Return the lines of the data below in which the string "Record" occurs.
+-------+
PR #245877, opened 2026-01-27
[FIX] *: round down amount to currency's minor unit in validate amount

mma1377:
*: payment{,_adyen,_mercado_pago,_stripe}

### Issue:
The payment in some payment providers are failing to due setting
currency decimals.

#### Steps to reproduce:
1- In USD currency form in developer mode, set the rounding factor
   to `0.001000`, so we have 3 decimal places.
2- From `Decimal Accuracy` set Price Unit to 4 digits.
3- Refresh the page.
4- Create a SO and add a line. Set the price to `200.7647`.
5- Refresh the page again and generate a payment link.
6- Pay through Adyen. As you see payments fail.

### Cause and Fix:
This issue is the same as https://github.com/odoo/odoo/pull/245059. That fix only focused on Stripe, however, the same issue is reproducible on other providers e.g. `Adyen`. In order to avoid the same issue, we can have a general fix to round down all payment transaction amounts to currency's minor unit in `_validate_amount_and_currency`.

---

There is another issue in Mercado Pago which the if currency is not one of these currencies then it will not be sent to provider rounded:
https://github.com/odoo/odoo/blob/035b701cbf7bd654f56f07244e606e4038c4115a/addons/payment_mercado_pago/const.py#L39-L43

Mercado Pago rounds **up** in these cases, which will cause mismatch in `_validate_amount_and_currency`.

opw-5871470

### DIFF
--- a/addons/payment/tests/test_payment_transaction.py
+++ b/addons/payment/tests/test_payment_transaction.py
@@ -294,3 +294,10 @@ class TestPaymentTransaction(PaymentCommon):
             'redirect', operation='validation', amount=0, reference='tx-validation',
         )
         validation_tx._validate_amount_and_currency(None, None)
+
+    def test_validate_amount_uses_payment_minor_unit(self):
+        self.currency_euro.rounding = 0.001
+        tx = self._create_transaction('direct', amount=123.452, currency_id=self.currency_euro.id)
+        self._assert_does_not_raise(
+            ValidationError, tx._validate_amount_and_currency, 123.45, self.currency_euro.name
+        )
--- a/addons/payment_adyen/models/payment_transaction.py
+++ b/addons/payment_adyen/models/payment_transaction.py
@@ -404,7 +404,11 @@ class PaymentTransaction(models.Model):
             arbitrary_decimal_number=const.CURRENCY_DECIMALS.get(self.currency_id.name),
         )
         currency_code = amount_data.get('currency')
-        self._validate_amount_and_currency(amount, currency_code)
+        self._validate_amount_and_currency(
+            amount,
+            currency_code,
+            precision_digits=const.CURRENCY_DECIMALS.get(self.currency_id.name),
+        )
 
     def _process_notification_data(self, notification_data):
         """ Override of payment to process the transaction based on Adyen data.
--- a/addons/payment_stripe/tests/test_stripe.py
+++ b/addons/payment_stripe/tests/test_stripe.py
@@ -202,21 +202,6 @@ class StripeTest(StripeCommon, PaymentHttpCommon):
             for payload_param in ('account', 'return_url', 'refresh_url', 'type'):
                 self.assertIn(payload_param, call_args)
 
-    def test_compare_notification_data_uses_payment_minor_unit(self):
-        """
-        Test that the payment's minor unit precision is used to validate the amount, not the custom
-        currency rounding that customers may have configured.
-        """
-        self.amount = 20076
-        self.currency.rounding = 0.001
-        tx = self._create_transaction(
-            'dummy', operation='online_direct', tokenize=True, amount=200.769
-        )
-        data = self.notification_data['data']
-        data['payment_intent'] = self._mock_payment_intent_request()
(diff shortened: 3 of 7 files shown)


vchu-odoo (commented):
After the discussion with @AntoineVDV it is concluded that for stable it is better to do less risky fix by applying the precision digits to every bugged provider in their override of `compare_notification_data` as we did for Stripe.

For master we created the technical task to round upon transaction creation.

mma1377:
@AntoineVDV Sorry, I now understood what you meant. Okay, I'll be on it.

vchu-odoo (commented):
Thank you for the changes!

Here are some suggestions to include in the commit:
- We can remove the previous fix from Stripe and pass only special currency precision digits in `_compare_notification_data` 
- in Adyen we need to pass the special currency precision digits in `_compare_notification_data` as well.
- `test_compare_notification_data_uses_payment_minor_unit` in Stripe can be removed since we moved the logic to `payment`

addons/payment_stripe/tests/test_stripe.py
```diff
@@ -202,21 +202,6 @@ def test_create_account_link_pass_required_parameters(self):
...
-        Test that the payment's minor unit precision is used to validate the amount, not the custom
-        currency rounding that customers may have configured.
-        """
-        self.amount = 20076
-        self.currency.rounding = 0.001
-        tx = self._create_transaction(
-            'dummy', operation='online_direct', tokenize=True, amount=200.769
-        )
-        data = self.notification_data['data']
-        data['payment_intent'] = self._mock_payment_intent_request()
```
vchu-odoo, line 216: Could you please remove `_mock_payment_intent_request()` since it is not used anymore?

addons/payment_adyen/models/payment_transaction.py
```diff
@@ -404,7 +404,11 @@ def _compare_notification_data(self, notification_data):
             arbitrary_decimal_number=const.CURRENCY_DECIMALS.get(self.currency_id.name),
         )
         currency_code = amount_data.get('currency')
-        self._validate_amount_and_currency(amount, currency_code)
+        self._validate_amount_and_currency(
+            amount,
+            currency_code,
+            const.CURRENCY_DECIMALS.get(self.currency_id.name),
```
vchu-odoo: `precision_digits` is kwargs
```suggestion
            precision_digits=const.CURRENCY_DECIMALS.get(self.currency_id.name),
```

addons/payment/tests/test_payment_transaction.py
```diff
@@ -294,3 +294,15 @@ def test_validate_amount_and_currency(self):
             'redirect', operation='validation', amount=0, reference='tx-validation',
         )
         validation_tx._validate_amount_and_currency(None, None)
+
+    def test_validate_amount_uses_payment_minor_unit(self):
+        self.currency = self.env.ref('base.EUR')
+        self.currency.rounding = 0.001
+        self.amount = 123.452
+        tx = self._create_transaction('direct', state='done', reference='tx-direct')
```
vchu-odoo:
```suggestion
        self.currency_euro.rounding = 0.001
        tx = self._create_transaction('direct', amount=123.452, currency_id=self.currency_euro.id)
```

addons/payment/tests/test_payment_transaction.py
```diff
@@ -294,3 +294,15 @@ def test_validate_amount_and_currency(self):
...
+        self._assert_does_not_raise(
+            ValidationError,
+            tx._validate_amount_and_currency,
+            123.45,
+            self.currency.name,
```
vchu-odoo: fits one line
```suggestion
            ValidationError, tx._validate_amount_and_currency, 123.45, self.currency_euro.name
```

vchu-odoo (commented):
Thank you for the changes, last comments!

vchu-odoo (approved):
LGTM 👍

AntoineVDV (approved):
@robodoo r+

PR #245879, opened 2026-01-27
[IMP] mail: disable chat renaming

jayp-odoo:
**Purpose of this PR:**

disabled rename of direct messages since its professional unethical.
- also we are removing `custom_channel_name` feature from everywhere since the feature was intended for "chat" specifically, having it in whatsapp and livechat is accidental.
there is task for whatsapp to have name shared among all agents, so it's removal of custom_channel_name for whatsapp.

related PR: https://github.com/odoo/upgrade/pull/9358

[`enterprise pr`](https://github.com/odoo/enterprise/pull/105963)

[`task`](https://www.odoo.com/odoo/project/1519/tasks/5873798)

---

### DIFF
--- a/addons/im_livechat/static/src/core/common/discuss_channel_model_patch.js
+++ b/addons/im_livechat/static/src/core/common/discuss_channel_model_patch.js
@@ -37,7 +37,7 @@ const discussChannelPatch = {
         return super._computeCanHide(...arguments);
     },
     get displayName() {
-        if (this.channel_type !== "livechat" || this.self_member_id?.custom_channel_name) {
+        if (this.channel_type !== "livechat") {
             return super.displayName;
         }
         const selfMemberType = this.isTransient
--- a/addons/im_livechat/static/tests/thread_model_patch.test.js
+++ b/addons/im_livechat/static/tests/thread_model_patch.test.js
@@ -5,7 +5,6 @@ import {
     openDiscuss,
     start,
     startServer,
-    triggerHotkey,
 } from "@mail/../tests/mail_test_helpers";
 import { describe, test, waitFor } from "@odoo/hoot";
 import { Command, serverState, withUser } from "@web/../tests/web_test_helpers";
@@ -44,26 +43,6 @@ test("Thread name unchanged when inviting new users", async () => {
     await contains(".o-discuss-ChannelInvitation", { count: 0 });
     await contains(".o-discuss-ChannelMember", { text: "James" });
     await contains(".o-mail-DiscussContent-threadName[title='Visitor #20']");
-});
-
-test("Can set a custom name to livechat conversation", async () => {
-    const pyEnv = await startServer();
-    const guestId = pyEnv["mail.guest"].create({ name: "Visitor #20" });
-    const channelId = pyEnv["discuss.channel"].create({
-        channel_member_ids: [
-            Command.create({ partner_id: serverState.partnerId, livechat_member_type: "agent" }),
-            Command.create({ guest_id: guestId, livechat_member_type: "visitor" }),
-        ],
-        channel_type: "livechat",
-    });
-    await start();
-    await openDiscuss(channelId);
-    await click(".o-mail-DiscussSidebar-item:contains('Visitor #20')");
-    await contains(".o-mail-DiscussContent-threadName[title='Visitor #20']");
-    await insertText(".o-mail-DiscussContent-threadName", "New Name", { replace: true });
-    await triggerHotkey("Enter");
-    await contains(".o-mail-DiscussContent-threadName[title='New Name']");
-    await contains(".o-mail-DiscussSidebar-item:contains('New Name')");
 });
 
 test("Display livechat custom username if defined", async () => {
--- a/addons/mail/static/src/core/common/thread_actions.js
+++ b/addons/mail/static/src/core/common/thread_actions.js
@@ -36,8 +36,8 @@ registerThreadAction("fold-chat-window", {
 registerThreadAction("rename-thread", {
     condition: ({ channel, owner, thread }) =>
         channel &&
+        channel.isAllowedToRename &&
         owner.props.chatWindow?.isOpen &&
-        (thread.is_editable || channel.channel_type === "chat") &&
         !owner.isDiscussSidebarChannelActions,
     icon: "fa fa-fw fa-pencil",
     name: _t("Rename Thread"),
--- a/addons/mail/static/src/core/common/thread_model.js
+++ b/addons/mail/static/src/core/common/thread_model.js
@@ -289,10 +289,6 @@ export class Thread extends Record {
         return persona?.displayName || persona?.name;
     }
 
-    get supportsCustomChannelName() {
-        return this.channel?.isChatChannel && this.channel?.channel_type !== "group";
-    }
-
     get displayName() {
         return this.channel?.displayName ?? this.display_name;
     }
--- a/addons/mail/static/src/core/public_web/discuss_content.xml
+++ b/addons/mail/static/src/core/public_web/discuss_content.xml
@@ -27,7 +27,7 @@
                         </div>
                         <AutoresizeInput
                             className="'o-mail-DiscussContent-threadName fw-bold flex-shrink-1 py-0 ' + (showsChatLocalDateTime ? 'fs-5' : 'fs-4')"
-                            enabled="thread.is_editable or thread.channel?.channel_type === 'chat'"
+                            enabled="thread.channel?.isAllowedToRename"
                             onValidate.bind="renameThread"
                             value="thread.displayName || ''"
                         />
--- a/addons/mail/static/src/discuss/core/common/discuss_channel_model.js
+++ b/addons/mail/static/src/discuss/core/common/discuss_channel_model.js
@@ -101,6 +101,14 @@ export class DiscussChannel extends Record {
     get allowedToLeaveChannelTypes() {
         return ["channel", "group"];
     }
+    get allowedToRenameChannelTypes() {
+        return ["channel", "group"];
+    }
+    get isAllowedToRename() {
+        return (
+            this.allowedToRenameChannelTypes.includes(this.channel_type) && this.thread.is_editable
+        );
+    }
     get areAllMembersLoaded() {
         return this.member_count === this.channel_member_ids.length;
     }
@@ -194,9 +202,6 @@ export class DiscussChannel extends Record {
         return this.channel_member_ids.filter(({ persona }) => persona?.notEq(this.store.self));
     }
     get displayName() {
-        if (this.supportsCustomChannelName && this.self_member_id?.custom_channel_name) {
-            return this.self_member_id.custom_channel_name;
-        }
         if (this.channel_type === "chat" && this.correspondent) {
             return this.correspondent.name;
         }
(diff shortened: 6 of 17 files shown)


addons/mail/static/src/core/common/thread_model.js
```diff
@@ -287,7 +287,7 @@ export class Thread extends Record {
     }
 
     get supportsCustomChannelName() {
-        return this.channel?.isChatChannel && this.channel?.channel_type !== "group";
+        return this.channel?.channel_type !== "group" && this.channel?.channel_type !== "chat";
```
tsm-odoo: I feel like the `isChatChannel` part is still relevant.  Sure, the `rename` function already handles it. But conceptually, channels do not support custom channel names.

Also, we can rewrite the condition to:

```js
return !["chat", "group"].includes(this.channel?.channel_type);
```

alexkuhn: Old condition with `isChatChannel && channel_type !== "group"` matched the following channel_type:

`["chat", "livechat", "whatsapp"]`

New condition here includes `"channel"`, which shouldn't have custom_channel_name.

We want to at least restrict to:
`["livechat", "whatsapp"]`

We have a task in pipeline to have rename of `"whatsapp"` to be seen by even agent:
https://www.odoo.com/odoo/project/1519/tasks/5475084

So this asks for removal of `custom_channel` too. There's no task for livechat, but I remember seeing internal discussions for also sharing the live chat name to all agents.

All this to say, the move is most likely removal of `custom_channel_name` entirely.

addons/mail/static/src/core/public_web/discuss_content.xml
```diff
@@ -28,7 +28,7 @@
                         </div>
                         <AutoresizeInput
                             className="'o-mail-DiscussContent-threadName fw-bold flex-shrink-1 py-0 ' + (showsChatLocalDateTime ? 'fs-5' : 'fs-4')"
-                            enabled="thread.is_editable or thread.channel?.channel_type === 'chat'"
+                            enabled="thread.is_editable and thread.channel?.channel_type !== 'chat'"
```
tsm-odoo: It looks wrong to just negate the condition instead of removing it.

alexkuhn: Could omit `channel_type`, `is_editable` should be enough to cover all but "chat".

jayp-odoo: if we remove and just put like `enabled="thread.is_editable"` then Input will be enabled.

alexkuhn: Ah no is_editable is just check write access, so this makes sense to have !== "chat" for admin. Ok to keep.

addons/im_livechat/static/src/core/common/thread_model_patch.js
```diff
@@ -37,4 +37,8 @@ patch(Thread.prototype, {
         }
         return super.getPersonaName(persona);
     },
+
+    get supportsChannelRename() {
+        return super.supportsChannelRename || this.channel?.channel_type === "livechat";
+    },
```
alexkuhn: Should do the same for `whatsapp`.

This type of conversation also is in the `supportsCustomChannelName` right now. With the removal of `custom_channel_name`, the whatsapp conversations need to keep renaming feature.

Without adding `whatsapp`, these branches add a regression by disabling rename of whatsapp conversations.

addons/im_livechat/static/tests/thread_model_patch.test.js
```diff
@@ -46,26 +45,6 @@ test("Thread name unchanged when inviting new users", async () => {
     await contains(".o-mail-DiscussContent-threadName[title='Visitor #20']");
 });
 
-test("Can set a custom name to livechat conversation", async () => {
```
seb-odoo, line 49: I don't think we should be removing the test, we still want to allow renaming livechat as before, but it applies to everyone.

Unless I'm missing something and there is another test already covering it?

addons/mail/static/src/core/common/thread_model.js
```diff
@@ -286,8 +286,8 @@ export class Thread extends Record {
         return persona?.displayName || persona?.name;
     }
 
-    get supportsCustomChannelName() {
-        return this.channel?.isChatChannel && this.channel?.channel_type !== "group";
+    get supportsChannelRename() {
+        return ["channel", "group"].includes(this.channel?.channel_type);
```
seb-odoo: As commented on the other PR:
- if the condition only depends on the type, the getter should just return a list of types
- this should be moved to channel model instead of thread

addons/im_livechat/static/tests/thread_model_patch.test.js
alexkuhn: Pretty sure we don't have such test since we don't officially support rename that is broadcast to all agents before this PR. So yes we should keep the test and adapt to `"custom name"` => `"name"`.

addons/im_livechat/static/src/core/common/discuss_channel_model_patch.js
```diff
@@ -29,6 +29,9 @@ const discussChannelPatch = {
     get allowedToLeaveChannelTypes() {
         return [...super.allowedToLeaveChannelTypes, "livechat"];
     },
+    get supportsChannelRenameTypes() {
```
seb-odoo: If we follow the naming pattern of others: `allowedToRenameChannelTypes`

addons/im_livechat/static/src/core/common/discuss_channel_model_patch.js
```diff
@@ -37,9 +40,12 @@ const discussChannelPatch = {
         return super._computeCanHide(...arguments);
     },
     get displayName() {
-        if (this.channel_type !== "livechat" || this.self_member_id?.custom_channel_name) {
+        if (this.channel_type !== "livechat") {
             return super.displayName;
         }
+        if (this.name) {
```
alexkuhn: The problem with this branching is that all conversations have necessarily a `name` set:
https://github.com/odoo/odoo/blob/19.0/addons/mail/models/discuss/discuss_channel.py#L1390

And this is equivalent to `display_name`, so it reflects on the UI for all livechat conversations:
Image

I think that the LOC to set manually `name` on channel creation should be removed. The value is already passed as `display_name`.

@seb-odoo let me know what you think about it. I remember a long time ago we didn't like reliance on `display_name` but in the end we split `name` and `display_name` but have to keep `display_name`. I think this LOC is a residue from intention to separate from `display_name` that couldn't be 100% achieved.

If we remove this LOC, we probably have to compensate with fallback client-side on `display_name` (this is already passed to client-code, from what I can see in code), and we'd have to prepare upgrade scripts to remove the `name` on all affected livechat and whatsapp conversations at the very least.

seb-odoo: Situation before this PR:

`name` is mostly technical (dummy in `chat` and `livechat`, honestly could be left empty), actually empty in `group` (when we want to rely on the list of members to give them name).

Only for `channel` (and `group` when set) it is the actual name we want to display.

In most cases, even when the `name` is set, we want to display something different. In `livechat`, `whatsapp` and `chat` in particular, we prefer to contextually display the name of the correspondent(s).

So indeed, `name` should not be displayed to the user, except as a last resort when nothing else is available.

The only place where this fallback to `name` should be coded is inside `displayName` itself. All other places should use `displayName`.

Current diff uses `name` immediately rather than as a fallback, so yes it's likely incorrect.

seb-odoo: And yes, if the goal of the task is somehow to make `name` the priority (I'm ok with that if we want it), it then should not be automatically filled in code when creating channels, and it should be cleared in upgrade  to remove existing "dummy" occurrences (but it is pretty much impossible to detect whether they were dummy occurrences or values changed by the user).

seb-odoo: In any case, I would not change that as part of "disable chat renaming" task, but on its own task, if we really want it.

alexkuhn: Ok to sum up, we can proceed as follow:
- remove this `if (this.name)` branching for `livechat`.
- remove the rename feature of `livechat` completely (not that useful, needs `name` cleaning that is postponed for later)
- ok to keep new rename feature of `whatsapp` as the `name` is already clean.

addons/mail/static/src/core/public_web/discuss_content.xml
```diff
@@ -27,7 +27,7 @@
...
```
alexkuhn:
```suggestion
                            enabled="thread.is_editable and thread.channel and thread.channel.allowedToRenameChannelTypes.includes(thread.channel.channel_type)"
```

Current condition allows to edit the input of livechat even when this has no effect.
Maybe we can introduce a small getter for `channel.isAllowedToRename` that evaluates `thread.channel.allowedToRenameChannelTypes.includes(...)`, for more readable code here and in `Channel.rename` function.

addons/mail/static/tests/discuss_app/discuss.test.js
```diff
@@ -1862,21 +1847,6 @@ test("Thread avatar is not editable in DM chat", async () => {
...
-
-    await start();
-    await openDiscuss(channelId);
-    await insertText("input.o-mail-DiscussContent-threadName:enabled", "Mitchell Admin", {
-        replace: true,
-    });
-    triggerHotkey("Enter");
-    await expect.waitForSteps([]);
-});
-
```
alexkuhn, line 1879: Nitpick: this test can be kept but instead of rename of `chat` can make it rename of `channel`.

I presume the test was introduced because of mis-handling of `custom_channel_name` but we could have the same problem with `name` actually but there's no test coverage AFAIK.

addons/mail/tests/discuss/test_discuss_channel_access.py
```diff
@@ -563,8 +563,8 @@ def _execute_action_member(self, channel_id, user_key, target, operation, result
             self.assertEqual(len(member), 1, "should find the target member")
             if operation == "read":
                 self.assertEqual(len(ChannelMemberAsUser.search(domain)), 1 if result else 0)
-                member.read(["custom_channel_name"])
+                member.read(["custom_notifications"])
             elif operation == "write":
-                member.write({"custom_channel_name": "new name"})
+                member.write({"custom_notifications": "mentions"})
```
alexkuhn, line 568: Diff to keep original intended coverage there's no ACL problem, if I understand correctly?
Ok for me if that's what I understand :)

alexkuhn:
The thread action `"rename-thread"` hasn't been adapted to take the `isAllowedToRename` into account.
As a result, it's possible to fake "rename" in chat window:
Screenshot 2026-02-05 at 16 54 38

addons/mail/static/src/core/common/thread_actions.js
```diff
@@ -36,8 +36,9 @@ registerThreadAction("fold-chat-window", {
 registerThreadAction("rename-thread", {
     condition: ({ channel, owner, thread }) =>
         channel &&
+        channel.isAllowedToRename &&
         owner.props.chatWindow?.isOpen &&
-        (thread.is_editable || channel.channel_type === "chat") &&
+        thread.is_editable &&
```
seb-odoo: It seems `is_editable` is always checked when we check `isAllowedToRename` (rightfully so), so we might want to check `is_editable` directly inside `isAllowedToRename` instead to avoid the repetition.

addons/mail/static/src/discuss/core/common/discuss_channel_model.js
```diff
@@ -669,24 +672,14 @@ export class DiscussChannel extends Record {
             newName !== this.displayName &&
             ((newName && this.channel_type === "channel") || this.isChatChannel)
         ) {
-            if (["channel", "group"].includes(this.channel_type)) {
+            if (this.isAllowedToRename) {
```
seb-odoo: We usually avoid nested conditions when possible, this could we merged into the above one.

addons/mail/static/src/discuss/core/common/discuss_channel_model.js
```diff
@@ -669,24 +672,14 @@ export class DiscussChannel extends Record {
             newName !== this.displayName &&
             ((newName && this.channel_type === "channel") || this.isChatChannel)
```
seb-odoo: `|| this.isChatChannel` looks obsolete, it feels like `isAllowedToRename` is the correct thing to check here.

seb-odoo: And the rest of the condition is just there to ensure we always have a name for channel type `channel`, which could be written as `newName || this.channel_type !== "channel"`.
But I believe it is slightly wrong before this PR, and we should invert the condition, we only want to allow empty name for channel type `group` I think.
`newName || this.channel_type === "group"`

jayp-odoo:
can get a review please its updated :green_apple: thanks.

alexkuhn (approved):
@robodoo delegate+ r+

PR #246791, opened 2026-02-02
[REM] website: remove unnecessary clean of highlight in snippet preview

blse-odoo:
Commit 21044308329e415621ef63e49709ebed22fe4723 added a cleanup of the highlight of the snippet preview.

This clean up is not necessary because the highlights are cleaned by the interaction on snippet drop.

This commit removes the extra cleanup.


xO-Tx (approved):
@robodoo r+

PR #246799, opened 2026-02-02
[FIX] point_of_sale: use_lna for iot printers

Ysoroko:
This PR https://github.com/odoo/enterprise/pull/102622 activates lna for the iot box requests if "use_lna" is active in the printer settings. However the field is invisible for the iot printers. This PR makes it visible for all printers, including iot to use lna with iot in saas-19.1


loouis-t (approved):
robodoo r+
+-------+
## RESPONSE
@@ -289,10 +289,6 @@ export class Thread extends Record {
@@ -101,6 +101,14 @@ export class DiscussChannel extends Record {
@@ -194,9 +202,6 @@ export class DiscussChannel extends Record {
@@ -287,7 +287,7 @@ export class Thread extends Record {
@@ -286,8 +286,8 @@ export class Thread extends Record {
@@ -669,24 +672,14 @@ export class DiscussChannel extends Record {
@@ -669,24 +672,14 @@ export class DiscussChannel extends Record {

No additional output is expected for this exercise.